14th March 1944, Comrie Railway Station, Perthshire, Scotland
A sudden hush settled over the platform. Sarah watched as the German POWs marched past, heads held high. They were a ragged bunch up close, not quite what you would expect from the propaganda films coming out of the Reich. However, the locals stood back against the station wall as the group filed past towards the exit. Their shock at seeing the German uniforms was evident in their horrified expressions. One young mother grabbed her child’s hand and pulled him into the ticket office, from where she peered out through the door. Perhaps it was understandable, the desire to protect the innocent from the ghastly reality, Sarah thought. But at this stage of the war, surely everyone had been touched by it in some way, even the smallest of children.

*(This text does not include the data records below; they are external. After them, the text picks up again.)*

PR #922, opened 2019-06-13
e2e test meta data works with non latest version

chaodaiG:
Forgot to add in PR #905 . Since cluster versions support non `latest`,  `save_metadata` should also change to correctly reflect the version

### DIFF
--- a/scripts/e2e-tests.sh
+++ b/scripts/e2e-tests.sh
@@ -115,7 +115,9 @@ function save_metadata() {
     geo_key="Zone"
     geo_value="${E2E_CLUSTER_REGION}-${E2E_CLUSTER_ZONE}"
   fi
-  local cluster_version="$(gcloud container clusters list --project=${E2E_PROJECT_ID} --format='value(currentMasterVersion)')"
+  local cluster_version="${E2E_CLUSTER_VERSION}"
+  [[ "${cluster_version}" == "gke-latest" ]] && \
+    cluster_version="$(gcloud container clusters list --project=${E2E_PROJECT_ID} --format='value(currentMasterVersion)')"
   cat << EOF > ${ARTIFACTS}/metadata.json
 {
   "E2E:${geo_key}": "${geo_value}",


scripts/e2e-tests.sh
```diff
@@ -115,7 +115,9 @@ function save_metadata() {
     geo_key="Zone"
     geo_value="${E2E_CLUSTER_REGION}-${E2E_CLUSTER_ZONE}"
   fi
-  local cluster_version="$(gcloud container clusters list --project=${E2E_PROJECT_ID} --format='value(currentMasterVersion)')"
+  local cluster_version="${E2E_CLUSTER_VERSION}"
+  [[ "${cluster_version}" == "gke-latest" ]] && \
```
adrcunha: This gcloud command should correctly report the full version of the test cluster, and your PR is just saving such gcloud command (at the expense of not reporting the gke variant), which is not a performance issue. What am I missing?

chaodaiG: Sorry I didn't quite get what you meant. This PR itself doesn't alter the behavior when `cluster_version` is not passed in as parameter. I just checked one of the job on gubernator that the `E2E:Version` is `1.13.6-gke.6`. And this PR would make this value `1.13.6` instead of full gke variant. I will explore how to get this fixed in this PR

adrcunha: That's my question: why restricting to 1.13.6 instead of the full gke variant?

chaodaiG: That's because kubetest doesn't take this [extract_k8s.go](https://github.com/kubernetes/test-infra/blob/d460c4a1a46fd8528a3a8f8f79b78d073207f9c8/kubetest/extract_k8s.go#L82), I have tried to update it to accept full gke variant, but couldn't make it work due to `--extract` doesn't work with gke variant.

adrcunha: Looks like we're talking about different things. Let's sync up offline.

chaodaiG: @adrcunha , I just did a test ran and you're right, closing this PR.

But Sarah knew today was different for the people of Comrie. This group of POWs were the first German prisoners to be sent here. The prison camp to which they were bound had only held Italian prisoners up until now; men who were so low risk they helped on the neighbouring farms and were on friendly terms with most of the locals.
These prisoners were different; these were hard-core Nazis.
Lieutenant Pike, who was the officer in charge of the prisoner transport, had told her they were all fanatics, which was why they were going to Cultybraggan. Only recently, the camp had been designated to hold the staunchest fascists; the most dangerous.
Cultybraggan Camp was Sarah’s destination, too.
Up to this point in her career in MI5, Sarah had only encountered fifth columnists with Nazi leanings. Now, it was unsettling to see native Germans on British soil. Men like the Luftwaffe pilot who had killed her sister Maura and destroyed her home back in Dublin. Or perhaps U-boat crewmen who might have been responsible for setting off the torpedo which sank her fiancé Paul’s ship, mid-Atlantic. How could she bear to look at them and feel … well, nothing? What a surprise! Had her experiences over the last few years softened her resolve, or was she now simply weary of it all? When she had left Ireland, it was to seek revenge. Nothing else had mattered. And here was the perfect opportunity. All she had to do was grab a rifle from one of the Tommies and pull the trigger. She was an excellent shot, although she had only ever used a gun once in the field and that was to wing an assassin. However, she still cringed at the memory of shooting Clara Mazet; Sarah was no killer. Besides, taking down one Hitler fanatic would not bring Maura or Paul back… If only she could be confident her endeavours were making a difference and helping to end the war. There had been days, recently, when she had doubted it. Today, however, might change all of that. Her assignment was risky, the dangers unknown, but she would be in control.
As she looked at the prisoners, all Sarah felt was curiosity. What was it about national socialism that turned decent human beings into killing machines? As one youth passed, she reckoned he was no more than sixteen; another example of a brainwashed Hitler Youth sent to the frontline. Was it possible that he, too, was full of zeal and cruelty? God help him, he’s only a child. He caught her gaze for a moment, and much to her surprise, she saw his chin tremble as he turned away. Did he fear what lay ahead or was it the knowledge he had let Hitler down by getting caught?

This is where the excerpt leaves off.